PR #210, opened 2021-12-10
add caching for user nfts

bennycio:
Changes:

- **Added** caching for getting nfts by user ID
- **Change** memory store task queue to ensure synchronous updates by key. This means that although many updates can be running asynchronously for different keys, no more than one update can be run at a time per key. This is to ensure that when updates come in for a given key, the most recent update will be the one that will be reflected in the cache.

### DIFF
--- a/service/persist/mongodb/nft.go
+++ b/service/persist/mongodb/nft.go
@@ -60,24 +60,24 @@ func (n *NFTMongoRepository) CreateBulk(pCtx context.Context, pNfts []persist.NF
 		return nil, err
 	}
 
-	// go func() {
-	// 	usersFound := map[persist.DBID]bool{}
-	// 	for _, v := range pNfts {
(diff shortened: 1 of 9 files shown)


service/persist/mongodb/nft.go
```diff
@@ -51,17 +59,73 @@ func (n *NFTMongoRepository) CreateBulk(pCtx context.Context, pNfts []persist.NF
 	if err != nil {
 		return nil, err
 	}
+
+	// go func() {
```
Robinnnnn, line 63: any reason we're keeping this?

Robinnnnn (approved):
🔥🔥🔥🔥

service/persist/mongodb/nft.go
bennycio: Just uncommented it! I commented it out to see if it broke the tests.

PR #217, opened 2021-12-17
start writing postgres persist package

bennycio:
Changes:

- **Added** package `service/persist/postgres`
- **Added** NFT postgres interaction code

TODO:

- [x] Collections
- [x] Users
- [x] Nonces
- [x] Auth
- [x] Users
- [x] Galleries
- [x] Tokens
- [x] Backups
- [x] Contracts
- [x] Features
- [x] Access
- [x] Membership
- [x] TESTS


docker/postgres/init.sql
```diff
@@ -0,0 +1,186 @@
+CREATE TABLE users (
+    ID varchar(32) PRIMARY KEY,
+    DELETED boolean NOT NULL DEFAULT false,
+    VERSION int,
+    LAST_UPDATED timestamp NOT NULL DEFAULT CURRENT_TIMESTAMP,
+    CREATED_AT timestamp NOT NULL DEFAULT CURRENT_TIMESTAMP,
+    USERNAME varchar(255),
+    USERNAME_IDEMPOTENT varchar(255),
+    ADDRESSES varchar(42) []
```
kaitoo1, line 9: We might want a larger limit for address length since we want to support other chains in the future - I know Solana addresses can be up to 44 characters.

Though maybe because to support multi-chain we'll need to make more schema changes anyway in the future, we could just update the limit when we need it. But just wanted to call it out here to make sure we did consider it

docker/postgres/init.sql
```diff
@@ -0,0 +1,186 @@
...
+    ID varchar(32) PRIMARY KEY,
+    DELETED boolean NOT NULL DEFAULT false,
+    VERSION int,
+    LAST_UPDATED timestamp NOT NULL DEFAULT CURRENT_TIMESTAMP,
+    CREATED_AT timestamp NOT NULL DEFAULT CURRENT_TIMESTAMP,
+    NAME varchar,
+    DESCRIPTION varchar,
+    COLLECTORS_NOTE varchar,
+    EXTERNAL_URL varchar,
+    CREATOR_ADDRESS varchar(255),
```
kaitoo1, line 34: any reason the `creator_address` limit is 255 and not 42 like `owner_address`?

scripts/initial_setup.sql
```diff
@@ -0,0 +1,170 @@
+CREATE TABLE users (
```
kaitoo1, line 1: when does this script get used? what's the difference between this and `init.sql`? It looks like init.sql imports data as well?

server/server.go
```diff
@@ -189,7 +209,15 @@ func newGCPStorageClient() *storage.Client {
 	ctx, cancel := context.WithTimeout(context.Background(), time.Duration(10)*time.Second)
 	defer cancel()
 	if viper.GetString("ENV") != "production" || viper.GetString("ENV") != "development" {
-		if _, err := os.Stat(viper.GetString("GOOGLE_APPLICATION_CREDENTIALS")); err != nil {
+
+		_, err := os.Stat(viper.GetString("GOOGLE_APPLICATION_CREDENTIALS"))
```
kaitoo1, line 213: `GOOGLE_APPLICATION_CREDENTIALS` could be a const to avoid bugs due to typos since we use it in several places

server/server.go
```diff
@@ -111,31 +118,44 @@ func setDefaults() {
...
+		collectionRepository:      postgres.NewCollectionRepository(db),
+		collectionTokenRepository: postgres.NewCollectionTokenRepository(db),
+		galleryRepository:         postgres.NewGalleryRepository(db, galleriesCache),
+		galleryTokenRepository:    postgres.NewGalleryTokenRepository(db, galleriesCacheToken),
+		historyRepository:         mongodb.NewHistoryRepository(mgoClient),
+		contractRepository:        postgres.NewContractRepository(db),
+		backupRepository:          postgres.NewBackupRepository(db),
+		membershipRepository:      postgres.NewMembershipRepository(db),
 	}
+	// galleryTokenRepo := mongodb.NewGalleryTokenRepository(mgoClient, galleriesCacheToken)
```
kaitoo1, line 141: do we want to keep the commented lines?

service/opensea/opensea.go
```diff
@@ -103,31 +103,31 @@ func PipelineAssetsForAcc(pCtx context.Context, pUserID persist.DBID, pOwnerWall
 
 	user, err := userRepo.GetByID(pCtx, pUserID)
 	if err != nil {
-		return nil, err
+		return nil, fmt.Errorf("failed to get user by id %s: %w", pUserID, err)
```
kaitoo1, line 106: formatted errors looking nice 👍

service/persist/mongodb/auth.go
```diff
@@ -15,37 +15,37 @@ const (
 	noncesCollName       = "nonces"
 )
 
-// LoginMongoRepository is a repository for storing login attempts in a MongoDB database
-type LoginMongoRepository struct {
+// LoginRepository is a repository for storing login attempts in a MongoDB database
```
kaitoo1, line 18: love the generalization here

kaitoo1:
Absolute monster of a PR Benny, amazing work!!!
I had a few questions that I left as comments, and I'll also start a thread in discord.

Also I imagine this changes the steps to get things running locally, would you be able to update the readme as well?

docker/postgres/init.sql
bennycio: oops! Thanks for pointing this out!

docker/postgres/init.sql
bennycio: very true! Will increase this limit!

scripts/initial_setup.sql
bennycio: This is used for GCP when the data can't be imported with the script.

server/server.go
bennycio: very true as well!

server/server.go
bennycio: No, we can remove them.

bennycio:
> Absolute monster of a PR Benny, amazing work!!! I had a few questions that I left as comments, and I'll also start a thread in discord.
> 
> Also I imagine this changes the steps to get things running locally, would you be able to update the readme as well?

Surprisingly enough, the app is still started exactly the same! Docker compose is super duper helpful!

service/persist/postgres/collection_token.go
```diff
@@ -0,0 +1,430 @@
...
+		return "", err
+	}
+	return id, nil
+}
+
+// GetByUserID returns all collections owned by a user
+func (c *CollectionTokenRepository) GetByUserID(pCtx context.Context, pUserID persist.DBID, pShowHidden bool) ([]persist.CollectionToken, error) {
+	var stmt *sql.Stmt
+	if pShowHidden {
+		stmt = c.getByUserIDAuthStmt
```
radazen, line 134: From the perspective of a newcomer to the codebase, I'd appreciate more commenting around the hidden/auth/unsafe types of methods. I understand that this particular function is fairly low-level, and maybe there's more explanation of the higher-level functions that end up calling these, but as someone reading through the code, I wonder stuff like:

- Is it the caller's job to ensure that the user is authenticated before using `getByUserIDAuthStmt` (which itself is used indirectly by `pShowHidden`)?
- What's the relationship between a user being authenticated and a collection being hidden? Is there something privileged about seeing hidden collections? Is there sensitive data involved?

If I'm understanding things correctly, is the auth stuff shorthand for "we'll give you some extra information if you're the user who owns this"? If so, it may be clearer to phrase things in terms of ownership instead of authentication.

radazen (commented):
Looking good! I left some comments and some questions. I don't have enough context (yet) to understand everything that's going on, but it all looks very reasonable to me! This is a pretty amazing thing to have put together so quickly. 🔥

docker/postgres/init.sql
```diff
@@ -0,0 +1,186 @@
+CREATE TABLE users (
+    ID varchar(32) PRIMARY KEY,
+    DELETED boolean NOT NULL DEFAULT false,
+    VERSION int,
+    LAST_UPDATED timestamp NOT NULL DEFAULT CURRENT_TIMESTAMP,
+    CREATED_AT timestamp NOT NULL DEFAULT CURRENT_TIMESTAMP,
+    USERNAME varchar(255),
+    USERNAME_IDEMPOTENT varchar(255),
```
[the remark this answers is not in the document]
bennycio: for a case insensitive username that will always be lowercase

docker/postgres/init.sql
```diff
@@ -0,0 +1,186 @@
+CREATE TABLE users (
+    ID varchar(32) PRIMARY KEY,
+    DELETED boolean NOT NULL DEFAULT false,
+    VERSION int,
+    LAST_UPDATED timestamp NOT NULL DEFAULT CURRENT_TIMESTAMP,
```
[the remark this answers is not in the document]
bennycio: Awesome! Will change this, thank you!

docker/postgres/init.sql
```diff
@@ -0,0 +1,186 @@
...
+CREATE TABLE membership (
+    ID varchar(32) PRIMARY KEY,
+    DELETED boolean NOT NULL DEFAULT false,
+    VERSION int,
+    CREATED_AT timestamp NOT NULL DEFAULT CURRENT_TIMESTAMP,
+    LAST_UPDATED timestamp NOT NULL DEFAULT CURRENT_TIMESTAMP,
+    TOKEN_ID varchar,
+    NAME varchar,
+    ASSET_URL varchar,
+    OWNERS jsonb []
```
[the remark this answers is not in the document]
bennycio: UserID, Address, Username, and Preview NFTs as a JSON object are stored as owners.

indexer/core.go
```diff
@@ -102,7 +111,20 @@ func newIPFSShell() *shell.Shell {
...
+
+	switch viper.GetString("DATABASE") {
+	case "mongodb":
+		return mongodb.NewTokenRepository(mgoClient, nil), mongodb.NewContractRepository(mgoClient), mongodb.NewUserRepository(mgoClient)
+	case "postgres":
+		return postgres.NewTokenRepository(pgClient), postgres.NewContractRepository(pgClient), postgres.NewUserRepository(pgClient)
+	case "multi":
+		mongoToken, mongoContract := mongodb.NewTokenRepository(mgoClient, nil), mongodb.NewContractRepository(mgoClient)
+		pgToken, pgContract, pgUser := postgres.NewTokenRepository(pgClient), postgres.NewContractRepository(pgClient), postgres.NewUserRepository(pgClient)
+		return multi.NewTokenRepository(pgToken, mongoToken), multi.NewContractRepository(pgContract, mongoContract), pgUser
```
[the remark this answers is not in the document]
bennycio: The first parameter in creating a multi repository is the "Read and Write repo" which is where we will be reading from the database. Every other parameter is just being written to. Because we never write to the user's collection in the indexer, just read, I didn't think it makes sense to define a multi repo for it and put mongo as a write repo when it will never be used.

scripts/indexer_only_init.sql
```diff
@@ -0,0 +1,55 @@
...
+    CONTRACT_ADDRESS varchar(255),
+    COLLECTORS_NOTE varchar,
+    MEDIA jsonb,
+    CHAIN varchar,
+    OWNER_ADDRESS varchar(255),
+    TOKEN_URI varchar,
+    TOKEN_TYPE varchar,
+    TOKEN_ID varchar,
+    QUANTITY varchar,
+    OWNERSHIP_HISTORY jsonb [],
```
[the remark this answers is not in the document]
bennycio: Exactly, I think the key for me here is that I don't see us querying this data, just looking at it when it is returned with a token.

service/persist/persist.go
```diff
@@ -16,6 +18,15 @@ type CreationTime time.Time
...
 type LastUpdatedTime time.Time
 
+// NullString represents a string that may be null in the DB
+type NullString string
+
+// NullInt64 represents an int64 that may be null in the DB
+type NullInt64 int64
+
+// NullBool represents a bool that may be null in the DB
+type NullBool bool
```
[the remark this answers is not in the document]
bennycio: Any SQL database will panic if it tries to scan a null item into a go primitive type. Having this type allows us to control how the scanning works, and although we don't need to do this for mongo, it could also be beneficial in the future if we wanted to marshal and unmarshal an int64 a specific way.

docker/postgres/init.sql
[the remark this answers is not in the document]
radazen: Gotcha. What's the benefit of storing it in that form instead of deriving a lowercase name from the USERNAME field? Seems like you're essentially caching a lowercase form of the name. Is it for performance, convenience, or something else?

service/persist/multi/contract.go
```diff
@@ -0,0 +1,61 @@
...
+	errChan := make(chan error)
+	for _, repo := range c.WriteRepos {
+		go func(repo persist.ContractRepository) {
+			errChan <- repo.UpsertByAddress(pCtx, pAddress, pContract)
+		}(repo)
+	}
+	go func() {
+		errChan <- c.ReadRepo.UpsertByAddress(pCtx, pAddress, pContract)
+	}()
+	for i := 0; i < len(c.WriteRepos)+1; i++ {
```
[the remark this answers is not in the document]
bennycio: The +1 is because errChan is going to take in an err (or nil err) from every write repo (`len(c.WriteRepos`) and also from the single read repo (`c.ReadRepo`). You are write it would just be blocked forever and eventually go would catch it and panic.

service/persist/postgres/collection_token.go
bennycio: Very true! Can definitely do some renaming and commenting to make this more clear. Just to clear up in the meantime:

- Yes, auth represents the user who owns whatever it is
- For unsafe the function won't take in a user ID and won't check that whatever we are updating is owned by a given user.

service/persist/multi/contract.go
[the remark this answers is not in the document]
radazen: Aah! I see, the extra one is from `c.ReadRepo`. Didn't catch that when I was looking at it last night.

docker/postgres/init.sql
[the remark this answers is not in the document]
bennycio: The benefit was so that we could use that field to search and the other username field was just for storing what the user intended their username to be. I have heard that SQL has ways of searching strings with case insensitivity but mongo doesn't have that feature so that's why we have had this field. I will look into that SQL functionality and see if we can leave the field for backwards compatibility with mongo but not use it when we are doing SQL.

radazen:
Ah! That makes all of the sense. Thanks for the explanation!

kaitoo1:
broadly LGTM - I'll leave the final approval to @radazen since he's taken a much deeper look

service/persist/postgres/collection_nft.go
```diff
@@ -108,7 +108,7 @@ func NewCollectionRepository(db *sql.DB) *CollectionRepository {
...
+	return &CollectionRepository{db: db, createStmt: createStmt, getByUserIDAuthStmt: getByUserIDOwnerStmt, getByUserIDStmt: getByUserIDStmt, getByIDAuthStmt: getByIDOwnerStmt, getByIDStmt: getByIDStmt, updateInfoStmt: updateInfoStmt, updateHiddenStmt: updateHiddenStmt, updateNFTsStmt: updateNFTsStmt, nftsToRemoveStmt: nftsToRemoveStmt, deleteNFTsStmt: deleteNFTsStmt, removeNFTFromCollectionsStmt: removeNFTFromCollectionsStmt, getNFTsForAddressStmt: getNFTsForAddressStmt, deleteCollectionStmt: deleteCollectionStmt, getUserAddressesStmt: getUserAddressesStmt, getUnassignedNFTsStmt: getUnassignedNFTsStmt}
```
radazen, line 111: Probably want to update the `getByUserIDAuthStmt:` part of this too. Thanks for renaming!

service/persist/postgres/collection_token.go
```diff
@@ -113,7 +113,7 @@ func NewCollectionTokenRepository(db *sql.DB) *CollectionTokenRepository {
...
+	return &CollectionTokenRepository{db: db, createStmt: createStmt, getByUserIDAuthStmt: getByUserIDOwnerStmt, getByUserIDStmt: getByUserIDStmt, getByIDAuthStmt: getByIDOwnerStmt, getByIDStmt: getByIDStmt, updateInfoStmt: updateInfoStmt, updateInfoUnsafeStmt: updateInfoUnsafeStmt, updateHiddenStmt: updateHiddenStmt, updateHiddenUnsafeStmt: updateHiddenUnsafeStmt, updateNFTsStmt: updateNFTsStmt, updateNFTsUnsafeStmt: updateNFTsUnsafeStmt, nftsToRemoveStmt: nftsToRemoveStmt, deleteNFTsStmt: deleteNFTsStmt, removeNFTFromCollectionsStmt: removeNFTFromCollectionsStmt, getNFTsForAddressStmt: getNFTsForAddressStmt, deleteCollectionStmt: deleteCollectionStmt, getUserAddressesStmt: getUserAddressesStmt, getUnassignedNFTsStmt: getUnassignedNFTsStmt}
```
radazen, line 116: Same as above; probably want to update the getByUserIDAuthStmt: part of this too

radazen (approved):
Two small comments about renaming stuff, but otherwise looks A-OK to me! 🔥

Instructions for the task
From the lines above, copy those that contain the word "mongoContract".

Reply to the task
+		mongoToken, mongoContract := mongodb.NewTokenRepository(mgoClient, nil), mongodb.NewContractRepository(mgoClient)
+		return multi.NewTokenRepository(pgToken, mongoToken), multi.NewContractRepository(pgContract, mongoContract), pgUser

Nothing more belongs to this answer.